Command therefore that the sepulcher be made sure until
the third day, lest his disciples come by night, and steal him away, and say
unto the people, he is risen from the dead: so the last error shall be worst
than the first.
Pilate said unto them, Ye have a watch: go your way, make
it as sure as ye can. So they went, and made the sepulcher sure, sealing the
stone, and setting a watch. (Matthew 27.63-66).
The divine through his angels caused the watchmen to fall asleep and Jesus left
the tomb without hindrance.
The aftermath of Turner’s death differs radically from that
of Jesus. Nathaniel Turner did not steal away from his tomb. The good Christian white
men of Turner’s Methodist Church made certain that historic event would not
occur. The men of Virginia decided
"the last error" would not "be worst than the first."
Christian slaveholders decided to rob Turner’s family of his corpse.
Like the
"chief priests and the Pharisees" of ancient Jerusalem, the
Southampton slaveholders feared Turner would "rise again." But for
Turner, there was no party or authority to redeem his body. As Christian slaves,
neither mother nor friends had rights to lay claim to his body. The State had
paid $375 for Turner’s body to the Putnam Moore estate.
Turner was just pounds of flesh, a certain height, a certain
weight, a certain color. The State and local slaveholders had full rights and
discretion to the disposal of Turner’s body. These Christian men took full
advantage of those inhumane rights. They made certain no rumors would develop concerning
Turner’s "risen body." They prevented anyone from making merry with
the memory of Turner. Christian slaveholders dismantled Turner utterly--skin
from flesh, flesh from bone, and made a joke of his very existence.
"All of Nat’s followers were given a decent burial,
but the body of the ‘General’ was not so honored," according to F. Roy
Johnson. "instead, it was turned over to the surgeons for dissection"
(The Nat Turner Slave Insurrection, p. 149). In his chapter entitled
"Tales Made Horrid and Sad," Johnson further elaborated on the
desecration of Turner’s remains. "After the doctors had skinned the ‘General’s’

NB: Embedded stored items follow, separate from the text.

PR #12098, opened 2022-11-09
Fix reading of CSV files with blank second row

vuule:
## Description
There are two options to get the names of columns in a CSV file - header or the first row. In case the first row is used, names are generated, and the only part of the row that is used is the number of detected columns.

This PR fixes the corner case where a blank line after the first (non-header) row causes the reader to detect an additional column (and return an additional column of nulls). 
The fix is to break when there is a terminator character within the first row; this only happens with blank row(s) after the first data row. The reader already does this when reading column names from a header, this PR just removes this difference in behavior that was causing the bug.

## Checklist


davidwendt (approved):
LGTM

vuule:
@gpucibot merge

PR #12099, opened 2022-11-09
Support `upper` and `lower` in `strings_udf`

brandon-b-miller:
This PR adds support for the following two functions in `strings_udf`:

- `str.upper()`
- `str.lower()`


python/strings_udf/cpp/src/strings/udf/shim.cu
```diff
@@ -227,3 +229,72 @@ extern "C" __device__ int udf_string_from_string_view(int* nb_retbal,
...
+
+  cudf::strings::udf::chars_tables tables;
+  tables.flags_table                = flags_table_ptr;
+  tables.cases_table                = cases_table_ptr;
+  tables.special_case_mapping_table = special_table_ptr;
+
+  *udf_str_ptr = to_upper(tables, *st_ptr);
+
+  return 0;
+}
```
davidwendt, line 300: Is the `lower()` definition missing here?

brandon-b-miller: Added 👍

python/cudf/cudf/tests/test_udf_masked_ops.py
```diff
@@ -876,7 +876,6 @@ def func(row):
     run_masked_udf_test(func, str_udf_data, check_dtype=False)
 
 
-@string_udf_test
```
galipremsagar, line 879: Was this removal needed? or a typo?

galipremsagar (approved):

python/cudf/cudf/tests/test_udf_masked_ops.py
```diff
@@ -876,7 +876,6 @@ def func(row):
...
 @pytest.mark.parametrize("strip_char", ["1", "a", "12", " ", "", ".", "@"])
```
galipremsagar, line 879:
```suggestion
@string_udf_test
@pytest.mark.parametrize("strip_char", ["1", "a", "12", " ", "", ".", "@"])
```

galipremsagar (changes requested):
Looks like the CI failures are around this change.

python/cudf/cudf/tests/test_udf_masked_ops.py
brandon-b-miller: 👍

python/strings_udf/strings_udf/_lib/tables.pyx
```diff
@@ -1,14 +1,26 @@
...
+
+
+def get_character_cases_table_ptr():
+    cdef const uint16_t* tbl_ptr = cpp_get_character_cases_table()
+    return np.uint64(<uintptr_t>tbl_ptr)
+
+
+def get_special_case_mapping_table_ptr():
+    cdef const void* tbl_ptr = cpp_get_special_case_mapping_table()
+    return np.uint64(<uintptr_t>tbl_ptr)
```
wence-, line 26: You want [`numpy.uintp`](https://numpy.org/doc/stable/reference/arrays.scalars.html#numpy.uintp) not `uint64`

python/strings_udf/cpp/src/strings/udf/shim.cu
```diff
@@ -270,3 +271,57 @@ extern "C" __device__ int rstrip(int* nb_retval,
 
   return 0;
 }
+
+extern "C" __device__ int upper(int* nb_retval,
+                                void* udf_str,
+                                void* const* st,
+                                std::int64_t flags_table,
+                                std::int64_t cases_table,
+                                std::int64_t special_table)
```
wence-, line 280: These are pointers being represented by integers I think. So you want `std::uintptr_t` not `int64_t` (although it is only optional in C++11 and later, I think it is provided on all sane platforms).

This comment applies throughout (and indeed in existing code where you accept pointers as integers and then call `reinterpret_cast<some_ptr*>(some_integer)`)

davidwendt, line 280: Just curious why these are not `void*` as well?

python/strings_udf/cpp/src/strings/udf/shim.cu
```diff
@@ -270,3 +271,57 @@ extern "C" __device__ int rstrip(int* nb_retval,
...
+  tables.special_case_mapping_table = special_table_ptr;
+
+  *udf_str_ptr = to_upper(tables, *st_ptr);
+
+  return 0;
+}
+
+extern "C" __device__ int lower(int* nb_retval,
+                                void* udf_str,
+                                void* const* st,
```
wence-, line 304: Does this need to be a `void **` or can it just be a `void *` (I note that inside you cast to `string_view *` and then dereference, so I think you can strip a `*` everywhere).

python/strings_udf/cpp/src/strings/udf/udf_apis.cu
```diff
@@ -42,7 +42,8 @@ namespace {
 struct udf_string_to_string_view_transform_fn {
   __device__ cudf::string_view operator()(cudf::strings::udf::udf_string const& dstr)
   {
-    return cudf::string_view{dstr.data(), dstr.size_bytes()};
+    return dstr.data() == nullptr ? cudf::string_view{"", 0}
+                                  : cudf::string_view{dstr.data(), dstr.size_bytes()};
```
wence-, line 46:
```suggestion
    return dstr.data() == nullptr ? cudf::string_view{}
                                  : cudf::string_view{dstr.data(), dstr.size_bytes()};
```

I think `string_view` has a default empty constructor.

galipremsagar (approved):

python/strings_udf/cpp/src/strings/udf/shim.cu
brandon-b-miller: Let me make sure all is right here. Each of the functions that return a pointer to an input mapping table returns its own type of pointer. For the flags table its `uint8_t*`, for the cases table its `uint16_t`. For the special case mapping table it's a `special_case_mapping*`. Would the correct thing to do in this case be to receive each of these as a `uintptr_t` and then carry them through the python into the lowering as a `np.uintp`? Then these shim functions could accept a `uintptr_t` here.

python/strings_udf/strings_udf/lowering.py
```diff
@@ -324,6 +345,74 @@ def id_func_impl(context, builder, sig, args):
...
+        @cuda_lower(id_func, string_view)
+        def id_func_impl(context, builder, sig, args):
+            str_ptr = builder.alloca(args[0].type)
+            builder.store(args[0], str_ptr)
+
+            # Lookup table required for conversion functions
+            # must be resolved at runtime after context initialization,
+            # therefore cannot be a global variable
+            flags_tbl_ptr = context.get_constant(
+                types.int64, character_flags_table_ptr
```
wence-, line 365: Probably `types.uintp` throughout

python/strings_udf/cpp/src/strings/udf/shim.cu
davidwendt: I think it would be more correct these to be pointer types than `int64_t` types.

python/strings_udf/cpp/src/strings/udf/shim.cu
```diff
@@ -270,3 +271,57 @@ extern "C" __device__ int rstrip(int* nb_retval,
...
+    reinterpret_cast<cudf::strings::detail::character_flags_table_type*>(flags_table);
+  auto cases_table_ptr =
+    reinterpret_cast<cudf::strings::detail::character_cases_table_type*>(cases_table);
+  auto special_table_ptr =
+    reinterpret_cast<cudf::strings::detail::special_case_mapping*>(special_table);
+
+  cudf::strings::udf::chars_tables tables;
+  tables.flags_table                = flags_table_ptr;
+  tables.cases_table                = cases_table_ptr;
+  tables.special_case_mapping_table = special_table_ptr;
```
wence-, line 322: Can we not do: `cudf::strings::udf::chars_tables tables{flags_table_ptr, cases_table_ptr, special_table_ptr};` ?

python/strings_udf/cpp/src/strings/udf/shim.cu
```diff
@@ -270,3 +271,57 @@ extern "C" __device__ int rstrip(int* nb_retval,
...
 }
+
+extern "C" __device__ int upper(int* nb_retval,
+                                void* udf_str,
+                                void* const* st,
+                                std::int64_t flags_table,
+                                std::int64_t cases_table,
+                                std::int64_t special_table)
+{
+  auto udf_str_ptr = new (udf_str) udf_string;
```
wence-, line 282: This calls the default constructor, but this object is never read anywhere, and is then overwritten on line 297 (`to_upper` returns a `udf_string`). So what is going on here?

Does this want to disappear and line 297 be `*reinterpret_cast<udf_string *>(udf_str) = to_upper(tables, *st_ptr);` ?

wence- (changes requested):
A bunch of nits around cross-calling ABI and type-punning pointers and integers.

python/strings_udf/cpp/src/strings/udf/shim.cu
wence-: If you can interact with ctypes I think you can carry around a `ctypes.cvoidp`.

python/strings_udf/cpp/src/strings/udf/udf_apis.cu
davidwendt: > I think `string_view` has a default empty constructor.

You are correct.

python/strings_udf/cpp/src/strings/udf/shim.cu
davidwendt: No the object must be initialized by a constructor in order for it to be valid. Otherwise the `operator=` will crash if the target has garbage in it.

python/strings_udf/cpp/src/strings/udf/shim.cu
brandon-b-miller: I am not sure I follow here. This follows the pattern from the rest of the shim functions when a `string_view` is an arg. IIUC `st` is pointing directly to the struct, so only one level of pointing right?

python/strings_udf/strings_udf/lowering.py
```diff
@@ -324,6 +345,74 @@ def id_func_impl(context, builder, sig, args):
     return deco
 
 
+def create_upper_or_lower(id_func):
+    """
+    Provide a wrapper around numba's low-level extension API which
+    produces the boilerplate needed to implement a unary function
+    of a string.
```
wence-, line 352: Docstring wants changed?

python/strings_udf/cpp/src/strings/udf/shim.cu
wence-: Thanks!

python/strings_udf/cpp/src/strings/udf/shim.cu
wence-: Most functions here (e.g. https://github.com/rapidsai/cudf/blob/418cbc69b336f34b06e1de21ae2c016b40f1e6fc/python/strings_udf/cpp/src/strings/udf/shim.cu#L186-L193) that take a point to `string_view` take the argument as `void const *`, not `void* const *`. Why is this different?

brandon-b-miller:
rerun tests

wence- (approved):
Thanks @brandon-b-miller

davidwendt (approved):
Approving C++ code.

brandon-b-miller:
some test failures here that seem to be related to a previous PR that I am looking into now.

brandon-b-miller:
I am thinking these CI failures _might_ be transient. Going to `rerun tests` just to make sure, as things seem to pass locally for me.

brandon-b-miller:
rerun tests

brandon-b-miller:
@gpucibot merge

Issue #12093, opened 2022-11-08
[FEA] cudf::column needs a set_stream() function.


nvdbaranec:
`cudf::column` uses `rmm::device_buffer` for internal storage. `rmm::device_buffer` internally stores the stream it was created on.  This can create issues when creating columns on temporary worker-style streams and then returning them to a primary stream.  When the column gets destroyed, rmm throws exceptions about invalid device contexts.

A `set_stream(rmm::cuda_stream_view)` function that recurses through all children would make it easier to hand off columns between streams. 

We initially encountered this issue with `cudf::io::column_buffer` which has a similar problem but it will also be an issue for columns themselves.

bdice:
The `rmm::device_buffer` has a [set_stream](https://docs.rapids.ai/api/librmm/nightly/classrmm_1_1device__buffer.html#ab271ced85f304e3061a3ff72526dbc37) method. This proposed API would call that method of the underlying buffer.

This seems reasonable from what I can tell, but its utility (transferring ownership between streams) will be limited until we expose streams publicly, aside from the internal I/O methods that @hyperbolic2346 is working on. Perhaps we should wait to add this to the public API until we have a broader discussion of adding streams to libcudf APIs?

nvdbaranec:
I think that's totally fine.  The stuff Mike is working on is just experimental stuff as is, and doesn't actually require this from `column` itself.

hyperbolic2346:
I added a PR showing what we are talking about here. I don't know if this is the best way to expose this, but it hopefully clears it up enough to have a solid conversation about it.

vyasr:
@nvdbaranec @hyperbolic2346 now that #13744 is closed, do you want to revisit this issue?

bdice:
https://github.com/rapidsai/cudf/issues/19118 was opened as a duplicate of this issue. @tgujar Feel free to share more about your use case here.

tgujar:
Our use case is also for handing off columns between streams. 
```
task t1 {...};
task t2 {...};
rmm::cuda_stream s1, s2;
{
    std::shared_ptr<cudf::column> c {...};
    t1.add_dependency(c);
    t2.add_dependency(c);
}
t1.execute(s1); t2.execute(s2);
```

[...]

PR #12100, opened 2022-11-09
Adding set_stream for column and column_buffer

hyperbolic2346:
## Description
As described in https://github.com/rapidsai/cudf/issues/12093, I ran into some issues with streams when I was doing some prototyping. I don't know if we are ready to do this change, but I wanted to put it up so people could see what it is we may need to do in the future in some form.

## Checklist


cpp/include/cudf/column/column.hpp
```diff
@@ -347,6 +347,18 @@ class column {
...
+   * @brief Sets the stream to be used for deallocation of internal buffers
+   */
+  void set_stream(rmm::cuda_stream_view stream) noexcept
+  {
+    _data.set_stream(stream);
+    _null_mask.set_stream(stream);
+    for (auto& child : _children) {
+      child->set_stream(stream);
+    }
+  }
```
davidwendt, line 360: Would prefer the function definition be put into `cpp/src/column/column.cu` instead of in the header.

cpp/src/io/utilities/column_buffer.hpp
```diff
@@ -108,6 +108,19 @@ struct column_buffer {
...
+   */
+  void set_stream(rmm::cuda_stream_view stream) noexcept
+  {
+    if (_strings) _strings->set_stream(stream);
+    _data.set_stream(stream);
+    _null_mask.set_stream(stream);
+    for (auto& child : children) {
+      child.set_stream(stream);
+    }
+  }
```
davidwendt, line 122: Same here. Move the function definition into `cpp/src/io/utilities/column_buffer.cpp` if possible.

davidwendt (changes requested):

ttnghia:
Why do we have this to change the underlying stream for these buffers? Can we construct these buffers with the desired stream from the beginning?

nvdbaranec:
> Why do we have this to change the underlying stream for these buffers? Can we construct these buffers with the desired stream from the beginning?

It's applicable for certain kinds of worker-stream type situations.  The overlapped parquet work that Mike is doing uses two streams to overlap IO work and decoding work in a double-buffering kind of way.  The decode step (including memory allocation) happens in a separate stream from the top level one that the reader is called with so you explicitly tell the underlying rmm device buffers that they belong to a different stream than the one they were created on.

ttnghia:
Is this still relevant?

hyperbolic2346:
I believe so. This will become more and more of a thing as we expand our use of streams in cuDF. I'll update this PR.

cpp/include/cudf/column/column.hpp
hyperbolic2346: This has changed to a templated function, but I pulled out the child functions.

cpp/src/io/utilities/column_buffer.hpp
hyperbolic2346: Done

davidwendt: `set_stream()` still seems to be defined in the header `column_buffer.hpp`?

hyperbolic2346: I'm not sure how that happened. VS Code shows the file without the definition, but the local filesystem still had it. Updated via my old friend, vi.

vyasr:
At this point I think we probably want to recreate this PR from scratch. I'll add some relevant information to the linked issue, though.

body and dissected it, the skeleton was said to have fallen into the possession
of one Doctor Massenberg," Johnson wrote.

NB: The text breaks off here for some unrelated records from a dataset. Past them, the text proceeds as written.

PR #12017, opened 2022-10-27
byte_range support for JSON Lines format

karthikeyann:
## Description
This PR adds support for byte_range to be used in nested JSON parser for JSON Lines format (newline delimited JSON http://ndjson.org/)
The record delimiter "New lines" are only expected at the end of each record. Newlines in middle of record or within quotes are not expected and will lead to unknown behaviour. The record delimiters are not context aware in this PR.

This PR provides libcudf APIs, Cython APIs and python tests to enable byte range support. This will allow dask to do distributed/segmented parsing of JSON.

No Dask changes

Addresses part of https://github.com/rapidsai/cudf/issues/11843
Depends on  #12060

## Checklist
- [x] I am familiar with the [Contributing Guidelines](https://github.com/rapidsai/cudf/blob/HEAD/CONTRIBUTING.md).
- [x] New or existing tests cover these changes.
- [x] The documentation is up to date with these changes.

PR #12101, opened 2022-11-09
Expose engine argument in dask_cudf.read_json

rjzamora:
## Description
Exposes the `engine` argument in `dask_cudf.read_json`, enabling `dask_cudf.read_json(... engine="cudf_experimental")` for nested json data.

TODO (~maybe this PR?~):

- [ ] (**EDIT**: This should be done in a separate PR) Add simple/optimized code path to leverage the `byte_range` parameter for local storage (similar to what is done in [`dask_cudf.read_csv`](https://github.com/rapidsai/cudf/blob/7535f31cfaf7e01578c413bb3ba46b03d2014806/python/dask_cudf/dask_cudf/io/csv.py#L72)). This would depend on #12017 for nested json data.

## Checklist

### DIFF
--- a/python/dask_cudf/dask_cudf/backends.py
+++ b/python/dask_cudf/dask_cudf/backends.py
@@ -2,6 +2,7 @@
 
 import warnings
 from collections.abc import Iterator
+from functools import partial
 
 import cupy as cp
 import numpy as np
@@ -493,11 +494,15 @@ try:
             )
 
         @staticmethod
-        def read_json(*args, engine=None, **kwargs):
+        def read_json(*args, engine="cudf", **kwargs):
             return _default_backend(
                 dd.read_json,
                 *args,
-                engine=cudf.read_json,
+                engine=(
+                    partial(cudf.read_json, engine=engine)
+                    if isinstance(engine, str)
+                    else engine
+                ),
                 **kwargs,
             )
 
--- a/python/dask_cudf/dask_cudf/backends.py
+++ b/python/dask_cudf/dask_cudf/backends.py
@@ -2,7 +2,6 @@
 
 import warnings
 from collections.abc import Iterator
-from functools import partial
 
 import cupy as cp
 import numpy as np
@@ -494,17 +493,10 @@ try:
             )
 
         @staticmethod
-        def read_json(*args, engine="cudf", **kwargs):
-            return _default_backend(
-                dd.read_json,
-                *args,
-                engine=(
-                    partial(cudf.read_json, engine=engine)
-                    if isinstance(engine, str)
-                    else engine
-                ),
-                **kwargs,
-            )
+        def read_json(*args, **kwargs):
+            from dask_cudf.io.json import read_json
+
+            return read_json(*args, **kwargs)
 
         @staticmethod
         def read_orc(*args, **kwargs):
--- a/python/dask_cudf/dask_cudf/io/json.py
+++ b/python/dask_cudf/dask_cudf/io/json.py
@@ -6,4 +6,17 @@ import dask
 
 import cudf
 
-read_json = partial(dask.dataframe.read_json, engine=cudf.read_json)
+
+def read_json(path, engine="auto", **kwargs):
+    # Wrap `dd.read_json` with special engine handling
+
+    # TODO: Add optimized code path to leverage the
+    # `byte_range` argument in `cudf.read_json` for
+    # local storage (see `dask_cudf.read_csv`)
+    if isinstance(engine, str):
+        # Pass `str` engine argument to `cudf.read_json``
+        engine = partial(cudf.read_json, engine=engine)
+    elif not callable(engine):
+        raise ValueError(f"Unsupported engine option: {engine}")
+    # Pass `callable` engine argument to `dd.read_json`
+    return dask.dataframe.read_json(path, engine=engine, **kwargs)
--- a/python/dask_cudf/dask_cudf/io/json.py
+++ b/python/dask_cudf/dask_cudf/io/json.py
@@ -6,17 +6,66 @@ import dask
 
 import cudf
 
+from dask_cudf.backends import _default_backend
 
-def read_json(path, engine="auto", **kwargs):
-    # Wrap `dd.read_json` with special engine handling
+
+def read_json(url_path, engine="auto", **kwargs):
+    """Create a dask_cudf DataFrame collection from JSON data
+
+    This function wraps ``dask.dataframe.read_json``, and passes
+    ``engine=partial(cudf.read_json, engine="auto")`` by default.
+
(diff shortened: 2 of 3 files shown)


python/dask_cudf/dask_cudf/backends.py
```diff
@@ -493,11 +494,15 @@ def read_parquet(*args, engine=None, **kwargs):
...
+        def read_json(*args, engine="cudf", **kwargs):
             return _default_backend(
                 dd.read_json,
                 *args,
-                engine=cudf.read_json,
+                engine=(
+                    partial(cudf.read_json, engine=engine)
+                    if isinstance(engine, str)
+                    else engine
+                ),
```
wence-, line 505: So a simpler patch would just be passing `engine=engine or cudf.read_json` through. Though I suppose that this is a slightly easier to use.

Would be useful to add a short docstring describing the `engine` parameter (since it now differs from `dask.dataframe.read_json`.

Question: what happens if the user passes `pd.read_json` as engine here?

python/dask_cudf/dask_cudf/io/json.py
```diff
@@ -6,4 +6,17 @@
 
 import cudf
 
-read_json = partial(dask.dataframe.read_json, engine=cudf.read_json)
+
+def read_json(path, engine="auto", **kwargs):
+    # Wrap `dd.read_json` with special engine handling
```
wence-, line 11: Does it make sense to again add a short docstring here?

python/dask_cudf/dask_cudf/io/json.py
```diff
@@ -6,4 +6,17 @@
...
+    # TODO: Add optimized code path to leverage the
+    # `byte_range` argument in `cudf.read_json` for
+    # local storage (see `dask_cudf.read_csv`)
+    if isinstance(engine, str):
+        # Pass `str` engine argument to `cudf.read_json``
+        engine = partial(cudf.read_json, engine=engine)
+    elif not callable(engine):
+        raise ValueError(f"Unsupported engine option: {engine}")
+    # Pass `callable` engine argument to `dd.read_json`
+    return dask.dataframe.read_json(path, engine=engine, **kwargs)
```
wence-, line 22: I think I perhaps don't understand the backend hookup properly. Why do we have to do this both here and in the `CudfBackendEntryPoint`?

python/dask_cudf/dask_cudf/io/tests/test_json.py
```diff
@@ -71,3 +71,22 @@ def test_read_json_lines(lines):
...
+    # Check that `engine="cudf_experimental"` can
+    # be used to support nested data
+    df = pd.DataFrame(
+        {
+            "a": [{"y": 2}, {"y": 4}, {"y": 6}, {"y": 8}],
+            "b": [[1, 2, 3], [4, 5], [6], [7]],
+            "c": [1, 3, 5, 7],
+        }
+    )
+    lines = dict(orient="records", lines=True)
```
wence-, line 87:
```suggestion
    kwargs = dict(orient="records", lines=True)
```
?

python/dask_cudf/dask_cudf/io/tests/test_json.py
```diff
@@ -71,3 +71,22 @@ def test_read_json_lines(lines):
...
+    with tmpfile("json") as f:
```
wence-, line 88: Use the `tmp_path` fixture to get a temporary `pathlib.Path` object that pytest manages and will clean up afterwards (but leaves lying around in the case that the test fails, which can be useful):

```python
def test_read_json_nested_experimental(tmp_path):
    ...
    with tmp_path / "data.json" as f:
         ...
```

wence- (changes requested):
Very minor queries. Overall looks good!

python/dask_cudf/dask_cudf/backends.py
rjzamora: Thanks for the quick review @wence- !

>So a simpler patch would just be passing engine=engine or cudf.read_json through. Though I suppose that this is a slightly easier to use.

Not sure this is true?

Just to clarify what is intended here: Before this change, `dd`/`dask_cudf` was expecting a callable argument for `engine` (like `cudf.read_json` or `pd.read_json`).  The `cudf` version, however, expects a string argument (like "cudf", "cudf_experimental", or "pandas"). The purpose of this change is to let the user pass in either to `dask_cudf` (or to the "cudf"-dispatched version of `dd.read_json`)

>Would be useful to add a short docstring describing the engine parameter (since it now differs from dask.dataframe.read_json.

I was hoping to avoid this originally, but I completely agree.

>Question: what happens if the user passes pd.read_json as engine here?

The user will get a pandas-backed Dask-DataFrame. The "confusing" result is if the user passes in "pandas", because `cudf.read_json` will take this to mean: "use pandas to read the data, but then convert to cudf".

python/dask_cudf/dask_cudf/io/json.py
rjzamora: Yeah - I'll add a new docstring now that the engine logic is more expansive than `dd.read_json`

python/dask_cudf/dask_cudf/io/tests/test_json.py
rjzamora: Ah - lazy copy-pasting on my end. Thanks for catching this!

python/dask_cudf/dask_cudf/backends.py
wence-: > Thanks for the quick review @wence- !
> 
> > So a simpler patch would just be passing engine=engine or cudf.read_json through. Though I suppose that this is a slightly easier to use.
> 
> Not sure this is true?

Ah sorry, I meant:

```python
def read_json(..., engine=None, ...):
    return whatever.read_json(..., engine=engine or cudf.read_json, ...)
```
And if the user wants to provide a default to `cudf.read_json` then they would say:
```python
read_json(..., engine=partial(cudf.read_json, engine="cudf_experimental"), ...)
```

But this is not very nice UX, so this is basically a long way of saying I approve of this change.

 [...]

> > Would be useful to add a short docstring describing the engine parameter (since it now differs from dask.dataframe.read_json.
> 
> I was hoping to avoid this originally, but I completely agree.
> 
> > Question: what happens if the user passes pd.read_json as engine here?
> 
> The user will get a pandas-backed Dask-DataFrame. The "confusing" result is if the user passes in "pandas", because `cudf.read_json` will take this to mean: "use pandas to read the data, but then convert to cudf".

Thanks, I think the docstring clarifies nicely what is going to happen.

wence- (approved):
Thanks!

rjzamora:
@gpucibot merge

Several people of Southampton
"animalized" Turner’s "curious skull," which they felt
"resembled the head of a sheep and was at least three quarters of an inch
thick" (The Nat Turner Slave Insurrection, p. 181). This treatment
of Turner’s remains, I suppose, was the "civilized way" of
reconciling Turner’s "crimes." Or maybe it was a type of cult
magic--the white version of "hoodooing the hoodoo man."

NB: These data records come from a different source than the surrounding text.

Issue #11540, opened 2022-08-16
[FEA] Remove usages of `pyorc` where not necessary


galipremsagar:
**Is your feature request related to a problem? Please describe.**
Writing a pandas dataframe to an orc file using `pyorc` is a bit of a complex operation. Until now we have been using `pyorc` as a reference writer because we had no other choice, with the introduction of `pyarrow`'s orc writer we should be making a switch from `pyorc` and this should remove a lot of complex handling that needs to be done for nested dtypes.

**Describe the solution you'd like**
Drop `pyorc` usages to almost none - Though we will keep it probably for a few basic dtype tests to validate compatibilty. But fuzz-testing and the rest of pytests should make the switch.

**Describe alternatives you've considered**
The FEA itself is a better alternative to `pyorc` 😉 

**Additional context**
https://arrow.apache.org/docs/python/generated/pyarrow.orc.write_table.html

https://github.com/rapidsai/cudf/issues/11540#tasklist-block-36d8af1d-36b8-447e-9227-e4ad3da9d7e1

galipremsagar:
cc: @GregoryKimball @vuule

vuule:
Is the main difference in the PyORC's requirement to pass in a schema?
Would it be possible to try this out in fuzz tests to verify that pyarrow is robust?

galipremsagar:
> Is the main difference in the PyORC's requirement to pass in a schema?
That + while the writer was an internal only API it lacked the stripe_size support which was a limiting factor to use that internal version of pyarrow's orc writer. 

> Would it be possible to try this out in fuzz tests to verify that pyarrow is robust?

Yup

vuule:
I definitely like the suggestion, pyarrow API looks very clean and... comprehensive (more so than ours 😬).

galipremsagar:
https://github.com/rapidsai/cudf/pull/12103 solves part of the problem. However we will need to wait until pyarrow can write complex nested data-types to an orc file.

vyasr:
This was completed in #14323

PR #12103, opened 2022-11-09
[REVIEW] First pass of `pd.read_orc` changes in tests

galipremsagar:
## Description
This PR changes calls going via `pyarrow` and then `to_pandas` to directly call `pd.read_orc`. How-ever since `pd.read_orc` was added in pandas 1.0, we will need to version the call to this constructor. This PR does that.

Partially contributes to #11540 
## Checklist

### DIFF
--- a/python/cudf/cudf/tests/test_orc.py
+++ b/python/cudf/cudf/tests/test_orc.py
@@ -18,7 +18,6 @@ import cudf
 from cudf.io.orc import ORCWriter
 from cudf.testing import assert_frame_equal
 from cudf.testing._utils import (
-    _pandas_read_orc,
     assert_eq,
     gen_rand_series,
     supported_numpy_dtypes,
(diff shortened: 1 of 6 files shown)


python/cudf/cudf/tests/test_orc.py
```diff
@@ -1696,7 +1607,7 @@ def test_orc_writer_rle_stream_size(datadir, tmpdir):
 
     # Segfaults when RLE stream sizes don't account for varint length
     pa_out = pa.orc.ORCFile(reencoded).read()
-    assert_eq(df.to_pandas(), pa_out)
+    assert df.to_arrow().equals(pa_out)
```
vuule, line 1610: looks like this was a different kind of redundant casting?

vuule (approved):
Like the change!

Can we expect noticeably lower test execution time with this change? I don't have a good sense of how efficient the conversion is(was).

python/cudf/cudf/tests/test_orc.py
galipremsagar: Yup. We were going to pandas for comparison previously. Now we just do arrow level comparison.

wence- (approved):
Thanks! My only comment is whether we need to support pandas pre 1.0 at all?

galipremsagar:
> Thanks! My only comment is whether we need to support pandas pre 1.0 at all?

Good catch. Rapids only support pandas >=1.0, so dropped the pre 1.0 code.

galipremsagar:
@gpucibot merge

The Christian officials of Southampton placed a story in the
papers to justify their barbarism. The Norfolk Herald article (14
November 1831) that first reported Turner’s death added blithely the following
comment, "General Nat sold his body for dissection, and spent the money on
ginger cakes" (Tragle, p. 140). What outrageousness! That Nathaniel Turner, a
religious ascetic, would be that cavalier about his remains seems thoroughly
manufactured.
Clearly, the idea of dissection did not arise from Turner, nor the
idea of the selling of his body. Christian officials of Southampton attempted to
cover their gross crimes with a purported voluntary contract, as if Turner were a
free man. Or maybe this manufactured tale of the ginger cakes was another
attempt to substantiate Turner’s "madness." Turner’s enemies,
however, are not the best sources for truth in these matters.
To conceal this barbarism behind such sheer nonsense is an
absurdity. To make the victim responsible for his own public debasement is the
worse of moral crimes. According to Johnson, the doctors "made Nat’s body
up into grease . . . and the blacks didn’t put it beyond these same doctors to
use ‘Old Nat’s grease in preparing castor oil." To give such
desecrating acts respectability by associating them with the medical profession
is the very height of hypocrisy.
But there was more. One Southampton souvenir
collector claimed to own a purse made of Turner’s skin. (The Nat Turner
Slave Insurrection, p. 181). This public dispersal of Turner’s body was a
ritual designed to dispel Turner’s spiritual influence. If there was no body
to rise, the slaveholders figured, no viable myth could develop around Turner’s
resurrection. There is, however, no glory in evil.